======== Data listing ========
PR #3399, opened 2024-12-19
Fix `constrain_type_jkind` for unboxed records with `any` and erroneous jkind annotations

rtjoa:
Currently, the below breaks an invariant of `Ctype.constrain_type_jkind`, causing a fatal error instead of a type error:
```ocaml
type a = B of b
and b : any = #{ i : int ; j : int }
```

Specifically, the `any` annotation obscures the fact that the unboxed record is a product, breaking the following invariant assumed by `Ctype.constrain_type_jkind`: a type with a product kind is given a product jkind of the correct arity by `estimate_type_jkind`. (`constrain_type_jkind` is called to check that `b` is representable as the argument to `B`.)

We fix this by giving unboxed records a product-of-`any`s jkind when they would otherwise be given `any`. This allows `estimate_type_jkind` to give an estimate that's just barely good enough, such that `constain_type_jkind` can always recurse on the labels.

Still, it's possible to get a "products jkinds don't line up" error if `b` is given a jkind annotation with an incorrect arity.
```ocaml
type a : B of b
and b : any & any & any = #{ i : int ; j : int }
```
We fix this simply returning a type error instead of a fatal error when product jkinds don't line up, as this should only reachable with incorrect annotations.

Review: @ccasin

### DIFF
--- a/testsuite/tests/typing-layouts-unboxed-records/basics.ml
+++ b/testsuite/tests/typing-layouts-unboxed-records/basics.ml
@@ -712,3 +712,11 @@ Error: The universal type variable 'a was declared to have kind any.
        But it was inferred to have kind value_or_null
          because of the definition of t at line 1, characters 0-40.
 |}]
+
+type a = B of b
+and b : any = #{ i : int ; j : int }
+[%%expect{|
+>> Fatal error: unboxed product jkinds don't line up
+Uncaught exception: Misc.Fatal_error
+
+|}]
--- a/testsuite/tests/typing-layouts-unboxed-records/basics.ml
+++ b/testsuite/tests/typing-layouts-unboxed-records/basics.ml
@@ -731,3 +731,15 @@ Line 1, characters 9-15:
 Error: Type "b" has layout "value & value".
        Variants may not yet contain types of this layout.
 |}]
+type a = B of b
+and b : any & any & any = #{ i : int ; j : int }
+[%%expect{|
+Line 2, characters 0-48:
+2 | and b : any & any & any = #{ i : int ; j : int }
+    ^^^^^^^^^^^^^^^^^^^^^^^^^^^^^^^^^^^^^^^^^^^^^^^^
+Error:
+       The layout of b is any & any & any
+         because of the annotation on the declaration of the type b.
+       But the layout of b must be representable
+         because it's the type of a constructor field.
+|}]
--- a/testsuite/tests/typing-layouts-unboxed-records/basics.ml
+++ b/testsuite/tests/typing-layouts-unboxed-records/basics.ml
@@ -713,10 +713,21 @@ Error: The universal type variable 'a was declared to have kind any.
          because of the definition of t at line 1, characters 0-40.
 |}]
 
+
+(************************************************************)
+
+(* This is a regression test. Previously, we hit a fatal error because the [any]
+   annotation obscured the fact that the unboxed record is a product, breaking
+   an invariant assumed by [Ctype.constrain_type_jkind].
+
+   [a] was necessary to trigger the error because it called
+   [check_representable] on [b], constraining its kind to be a sort variable. *)
 type a = B of b
 and b : any = #{ i : int ; j : int }
 [%%expect{|
->> Fatal error: unboxed product jkinds don't line up
-Uncaught exception: Misc.Fatal_error
-
+Line 1, characters 9-15:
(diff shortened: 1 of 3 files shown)


goldfirere:
I was intrigued so I took a look. I don't love the approach here, because it re-examines the kind, even after the kind has already been (in theory) fully processed.

And I think it's a bit wrong; I would expect it to fail with e.g. `type t : any mod portable = #{ ... }`, because that kind annotation isn't `max`.

I think an alternative approach would be to have the `product` helper in `constrain_type_jkind` take `ty's_jkind` as an argument, and then pass a product jkind in from the `Stepped_record_unboxed_product` case (after calling `estimate_type_jkind` on all the `tys`).... or maybe do this extra jkind construction only if the layout in `ty's_jkind` is `any` (which should happen only in the current scenario, I think).

------------------------------------------
Some other ramblings, before I came up with the solution suggested above (feel free to skip):

Why do we even look at the annotation at this point? I think it's just for error messages. That is, an alternative implementation would be to ignore the annotation in `transl_declaration` entirely (on anything but an abstract type with no manifest), and then just check the annotation in `update_decl_jkind` (which would have to take the annotation as an extra parameter, as it would no longer be stored in `type_jkind`). But I think doing this would make error messages worse, because (essentially) it means doing all the type-checking of mutually recursive types without ever peeking at the helpful information the user has written in annotations.

But: if the jkind inferred from the kind is less than the jkind written in the annotation, we can safely use the inferred jkind. That inferred one will have *better* error messages (I think), because it contains more information. And, by transitivity of subjkinding, the existing subjkind check at the end of `update_decl_jkind` still does the right thing. So then I thought that we put the lesser of `annot` or `jkind_default` in `type_jkind`.

Yet that's not great, because sometimes neither will be less than the other. Boo. That led me to want computing the intersection (or meet) between the two. That would work nicely.... except that we can't take the intersection of l-jkinds. (Concretely, if both have `with` bits, it's deeply unclear how to combine them.)

Happily, there is just barely a solution here: we really only care about the layout. And there is no distinction between an l-layout and an r-layout. So we can intersect the layouts of the annotation with the inferred jkind, and that should sidestep the problem.

Having written all that.... really, this is important only for unboxed records. So maybe this just amounts to a big explanation motivating the current patch... even though I don't like re-inspecting the kind.

ccasin:
> I was intrigued so I took a look. I don't love the approach here, because it re-examines the kind, even after the kind has already been (in theory) fully processed.
> 
> And I think it's a bit wrong; I would expect it to fail with e.g. type t : any mod portable = #{ ... }, because that kind annotation isn't max.
> 
> I think an alternative approach would be to have the product helper in constrain_type_jkind take ty's_jkind as an argument, and then pass a product jkind in from the Stepped_record_unboxed_product case (after calling estimate_type_jkind on all the tys).... or maybe do this extra jkind construction only if the layout in ty's_jkind is any (which should happen only in the current scenario, I think).

I agree the current approach feels a bit gross, and I too played around with other options involving modifying `constrain_type_jkind` itself when Ryan and I were discussing this earlier today.

I ended up prefer the current version. This avoids "polluting" `constrain_type_jkind`/`estimate_type_jkind` with a special case that is only necessary due to an implementation detail of type declaration checking.  That is, I think this case is only reachable due to the fact that the environment computed in `type_decl` is less accurate than it could be, so it's better to fix that environment rather than adding a weird case to `constrain_type_jkind` that shouldn't be reachable once we have checked type decls.

I'm less certain this is the best possible modification to type_decl - it feels like some restructuring earlier in `transl_declaration` might be possible that leads to this solution more naturally, avoiding the need to "re-examine the kind".  But even if there's no such simplification, this seems like the right solution to me, unless there is some way this case of `constrain_type_jkind` could be reached outside of typedecl.

goldfirere:
Fine. I buy the argument that this is Typedecl's problem, and so it should contain the solution. None of us likes the particular solution implemented, but anything more general is sad in a different way.

Maybe could I request a little comment on this check saying that it's a bit sad and pointing to this PR? This is the kind of thing I might see in a few years' time and think "why would someone do that?". We actually have a decent answer (in the comments in this PR), so we may as well allow the reader to find them.

ccasin (approved):
Approved, but please edit the comment to include a reference back to this PR before merging, as Richard requested.

Thanks for fixing this!

rtjoa:
Comment updated, auto-merging.

PR #3402, opened 2024-12-20
Allow values reachable from ephemeron keys to be collected by minor GC

mshinwell:
Port https://github.com/ocaml/ocaml/pull/13643

(cherry picked from commit fa197971cbda8290bca250ab6dda3628eaed73ae)

cc @stedolan


NickBarnes (changes requested):
I think this is semantically correct, but I have quite a few style points, some of which should be done now (some could be left to some future refactor).

NickBarnes:
I've made NickBarnes/nbarnes-minor-ephemerons with most of the minor style things.

stedolan:
Closed in favour of #3495

PR #3404, opened 2024-12-23
Refactor cmm functions to be more generic over operand width

jvanburen:


jvanburen:
This PR refactors cmm_helpers in preparation for unboxed 8 and 16-bit integers to be added to the compiler.
It replaces many functions that were copied for each width with a single more generic version, and then updates to_cmm to use it.

backend/cmm_helpers.ml
```diff
@@ -1280,35 +1281,104 @@ let addr_array_initialize arr ofs newval dbg =
...
+(** [get_const_bitmask x] returns [Some (y, mask)] if [x] is [y & mask] *)
+let get_const_bitmask = function
+  | Cop (Cand, ([x; Cconst_natint (mask, _)] | [Cconst_natint (mask, _); x]), _)
+    ->
+    Some (x, mask)
+  | Cop (Cand, ([x; Cconst_int (mask, _)] | [Cconst_int (mask, _); x]), _) ->
+    Some (x, Nativeint.of_int mask)
+  | _ -> None
+
+(** [low_bits ~bits x] is a (hopefully simplified) value which agrees with x on at least
```
Gbury, line 1293:
```suggestion
(** [low_bits ~bits x] is a (potentially simplified) value which agrees with x on at least
```

backend/cmm_helpers.ml
```diff
@@ -1280,35 +1281,104 @@ let addr_array_initialize arr ofs newval dbg =
...
+    the low [bits] bits. E.g., [low_bits ~bits x & mask = x & mask], where [mask] is a
+    bitmask of the low [bits] bits . *)
+let rec low_bits ~bits ~dbg x =
+  assert (bits > 0);
+  if bits >= arch_bits
+  then x
+  else
+    let unused_bits = arch_bits - bits in
+    let does_mask_ignore_low_bits test_mask =
```
Gbury, line 1302: Rather than ignore, maybe it's more of a `does_mask_keep_low_bits` ?

backend/cmm_helpers.ml
```diff
@@ -1280,35 +1281,104 @@ let addr_array_initialize arr ofs newval dbg =
...
+      (* If the mask has all the low bits set, then the low bits are unchanged.
+         This could happen from zero-extension. *)
+      let mask = Nativeint.pred (Nativeint.shift_left 1n bits) in
+      Nativeint.equal mask (Nativeint.logand test_mask mask)
+    in
+    (* Ignore sign and zero extensions, which do not affect the low bits *)
```
Gbury, line 1308:
```suggestion
    (* Ignore sign and zero extensions which do not affect the low bits *)
```

Since not all zero/sign-extensions do not affect the low bits and we only want to ignore those that indeed do not affect the low bits, I think that the phrase better reflect the code without the comma (but I may be wrong) ?

backend/cmm_helpers.ml
```diff
@@ -1280,35 +1281,104 @@ let addr_array_initialize arr ofs newval dbg =
...
+  if bits = arch_bits
+  then e
+  else
+    map_tail
+      (function
+        | Cop ((Casr | Clsr), [inner; Cconst_int (n, _)], _) as e
+          when 0 <= n && n < arch_bits ->
+          (* see middle_end/flambda2/z3/sign_extension.py for proof *)
+          if n > unused_bits
+          then (* already sign-extended *) e
```
Gbury, line 1366: Are we sure that it also applies to the `Clsr` case ? The `Casr` case is reasonable, but the logical shift strikes me as weird.

backend/cmm_helpers.ml
```diff
@@ -1680,20 +1747,16 @@ let alloc_generic_set_fn block ofs newval memory_chunk dbg =
     addr_array_initialize block ofs newval dbg
   | Word_int -> generic_case ()
   (* Generic cases that may differ under big endian archs *)
-  | Single _ | Double | Thirtytwo_unsigned | Thirtytwo_signed
-  | Onetwentyeight_unaligned | Onetwentyeight_aligned ->
+  | Byte_unsigned | Byte_signed | Sixteen_unsigned | Sixteen_signed | Single _
+  | Double | Thirtytwo_unsigned | Thirtytwo_signed | Onetwentyeight_unaligned
+  | Onetwentyeight_aligned ->
```
Gbury, line 1752: Is this change really necessary / part of this PR ? It seems to change the semantics of that function rather than be a refactoring.

backend/cmm_helpers.ml
```diff
@@ -1793,19 +1856,17 @@ let make_mixed_alloc ~mode dbg ~tag ~value_prefix_size args args_memory_chunks =
           (* regular scanned part of a block *)
           match memory_chunk with
           | Word_int | Word_val -> ok ()
-          | Byte_unsigned | Byte_signed | Sixteen_unsigned | Sixteen_signed ->
-            error "mixed blocks"
+          | Byte_unsigned | Byte_signed | Sixteen_unsigned | Sixteen_signed
```
Gbury, line 1859: Same remark as another change: this changes semantics /allow more things. It may be correct/reasonable, but it's surprising to see this as part of a refactor PR.

backend/cmm_helpers.ml
```diff
@@ -1793,19 +1856,17 @@ let make_mixed_alloc ~mode dbg ~tag ~value_prefix_size args args_memory_chunks =
...
         else
           (* flat suffix part of the block *)
           match memory_chunk with
           | Word_int | Thirtytwo_unsigned | Thirtytwo_signed | Double
-          | Onetwentyeight_unaligned | Onetwentyeight_aligned | Single _ ->
-            ok ()
+          | Onetwentyeight_unaligned | Onetwentyeight_aligned | Single _
           | Byte_unsigned | Byte_signed | Sixteen_unsigned | Sixteen_signed ->
-            error "mixed blocks"
+            ok ()
```
Gbury, line 1869: same remark

backend/cmm_helpers.ml
```diff
@@ -1280,35 +1281,104 @@ let addr_array_initialize arr ofs newval dbg =
...
+    asr_const (lsl_const e unused_bits dbg) unused_bits dbg
+  in
+  if bits = arch_bits
+  then e
+  else
+    map_tail
+      (function
+        | Cop ((Casr | Clsr), [inner; Cconst_int (n, _)], _) as e
+          when 0 <= n && n < arch_bits ->
+          (* see middle_end/flambda2/z3/sign_extension.py for proof *)
```
TheNumbat, line 1364: Doesn't seem to exist?

backend/cmm_helpers.ml
TheNumbat, line 1366: Perhaps note that `n` is strictly greater than `unused_bits` so it overwrote the sign

backend/cmm_helpers.ml
```diff
@@ -1448,7 +1519,7 @@ let set_field_unboxed ~dbg memory_chunk block ~index_in_words newval =
     let field_address =
       array_indexing log2_size_addr block index_in_words dbg
     in
-    let newval = if size_in_bytes = 4 then low_32 dbg newval else newval in
+    let newval = low_bits newval ~dbg ~bits:(8 * size_in_bytes) in
```
TheNumbat, line 1522: Not specific to this PR, but I noticed this does not write sign-extended int32#s into mixed blocks. Flambda2 tries to make sure the full content of blocks is deterministic (e.g. [in closures](https://github.com/ocaml-flambda/flambda-backend/blob/main/middle_end/flambda2/to_cmm/to_cmm_shared.ml#L398)), so I think [this code](https://github.com/ocaml-flambda/flambda-backend/blob/main/middle_end/flambda2/to_cmm/to_cmm_primitive.ml#L188) should probably be changed. But maybe this can never be used on static blocks so we don't care---we should check with the flambda2 devs.

TheNumbat (approved):
lgtm; some comments on comments

backend/cmm_helpers.ml
jvanburen: yes, it is proved. the trick is that the right shift either makes the sign-extend irrelevant, or all of the zero bits get cleared by sign-extension anyway

Gbury (approved):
========
From the first line of the data above to the line holding "annotation obscures the", reproduce each line exactly; emit no other lines.

Solution to this exercise:
PR #3399, opened 2024-12-19
Fix `constrain_type_jkind` for unboxed records with `any` and erroneous jkind annotations

rtjoa:
Currently, the below breaks an invariant of `Ctype.constrain_type_jkind`, causing a fatal error instead of a type error:
```ocaml
type a = B of b
and b : any = #{ i : int ; j : int }
```

Specifically, the `any` annotation obscures the fact that the unboxed record is a product, breaking the following invariant assumed by `Ctype.constrain_type_jkind`: a type with a product kind is given a product jkind of the correct arity by `estimate_type_jkind`. (`constrain_type_jkind` is called to check that `b` is representable as the argument to `B`.)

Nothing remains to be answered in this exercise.